PR #6670, opened 2025-05-02
New single-file samples for the website

nicboone8:


jessfraz:
hows that life of not using the ui :) to upload are you liking it

jessfraz:
we can help you! just ping one of us, its easy to get fucked by git

jessfraz:
there is no shame in getting fucked by git, its a hazing ritual we all went thru

nicboone8:
Hahahaha nice. I'm somewhat getting the hang of it. @nickmccleery helped me a ton. I definitely want to dive deeper into it after the v1 craziness

rust/kcl-lib/tests/kcl_samples/piston/rendered_model.png
nickmccleery, line 1: What do we want to do about the polygonal bore in the conrod?

I sort of think a nice example of a connecting rod would be really good as I suspect we can get it accurate.

nickmccleery:
So I don't think we actually include the KCL for the piston assy here, which stacks with this barking:

image

rust/kcl-lib/tests/kcl_samples/piston/rendered_model.png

Work instructions:
Would you write out the full set of records above without alteration?

Output:
PR #6670, opened 2025-05-02
New single-file samples for the website

nicboone8:


jessfraz:
hows that life of not using the ui :) to upload are you liking it

jessfraz:
we can help you! just ping one of us, its easy to get fucked by git

jessfraz:
there is no shame in getting fucked by git, its a hazing ritual we all went thru

nicboone8:
Hahahaha nice. I'm somewhat getting the hang of it. @nickmccleery helped me a ton. I definitely want to dive deeper into it after the v1 craziness

rust/kcl-lib/tests/kcl_samples/piston/rendered_model.png
nickmccleery, line 1: What do we want to do about the polygonal bore in the conrod?

I sort of think a nice example of a connecting rod would be really good as I suspect we can get it accurate.

nickmccleery:
So I don't think we actually include the KCL for the piston assy here, which stacks with this barking:

image

rust/kcl-lib/tests/kcl_samples/piston/rendered_model.png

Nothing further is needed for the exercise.